=== Begin Enclosure ===

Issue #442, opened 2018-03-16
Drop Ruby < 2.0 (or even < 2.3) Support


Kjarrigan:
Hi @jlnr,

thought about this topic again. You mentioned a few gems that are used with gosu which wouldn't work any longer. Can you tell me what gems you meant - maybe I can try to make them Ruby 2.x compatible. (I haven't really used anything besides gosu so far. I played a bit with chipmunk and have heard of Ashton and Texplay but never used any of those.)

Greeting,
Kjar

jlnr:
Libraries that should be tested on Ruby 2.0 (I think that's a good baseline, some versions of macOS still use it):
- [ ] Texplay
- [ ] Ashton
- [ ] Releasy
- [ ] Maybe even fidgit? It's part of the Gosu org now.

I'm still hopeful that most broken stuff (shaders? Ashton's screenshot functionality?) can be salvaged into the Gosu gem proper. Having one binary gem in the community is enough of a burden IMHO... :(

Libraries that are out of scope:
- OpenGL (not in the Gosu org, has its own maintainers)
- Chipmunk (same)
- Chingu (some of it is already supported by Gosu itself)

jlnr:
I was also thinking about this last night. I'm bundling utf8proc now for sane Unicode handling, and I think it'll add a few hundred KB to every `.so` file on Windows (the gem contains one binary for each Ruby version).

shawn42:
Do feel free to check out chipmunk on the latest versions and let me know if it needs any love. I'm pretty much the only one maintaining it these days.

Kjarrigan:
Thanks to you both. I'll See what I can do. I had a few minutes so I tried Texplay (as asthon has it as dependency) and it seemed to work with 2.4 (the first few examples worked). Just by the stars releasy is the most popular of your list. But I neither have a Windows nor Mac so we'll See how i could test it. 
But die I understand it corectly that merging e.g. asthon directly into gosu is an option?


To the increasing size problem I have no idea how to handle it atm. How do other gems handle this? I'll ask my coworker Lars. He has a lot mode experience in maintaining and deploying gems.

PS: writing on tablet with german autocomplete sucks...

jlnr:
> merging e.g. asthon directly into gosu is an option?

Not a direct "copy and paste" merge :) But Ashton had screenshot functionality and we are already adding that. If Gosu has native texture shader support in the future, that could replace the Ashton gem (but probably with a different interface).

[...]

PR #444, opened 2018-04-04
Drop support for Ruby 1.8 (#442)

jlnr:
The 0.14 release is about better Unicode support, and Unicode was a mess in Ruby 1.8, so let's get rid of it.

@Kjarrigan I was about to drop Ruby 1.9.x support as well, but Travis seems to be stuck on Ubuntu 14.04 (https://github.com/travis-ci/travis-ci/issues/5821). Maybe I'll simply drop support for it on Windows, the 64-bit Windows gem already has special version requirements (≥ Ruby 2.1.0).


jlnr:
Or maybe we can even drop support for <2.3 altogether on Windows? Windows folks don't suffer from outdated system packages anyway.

=== End Enclosure ===

Scan the records above for the string "screenshot", then report every line that contains it.

I'm still hopeful that most broken stuff (shaders? Ashton's screenshot functionality?) can be salvaged into the Gosu gem proper. Having one binary gem in the community is enough of a burden IMHO... :(
Not a direct "copy and paste" merge :) But Ashton had screenshot functionality and we are already adding that. If Gosu has native texture shader support in the future, that could replace the Ashton gem (but probably with a different interface).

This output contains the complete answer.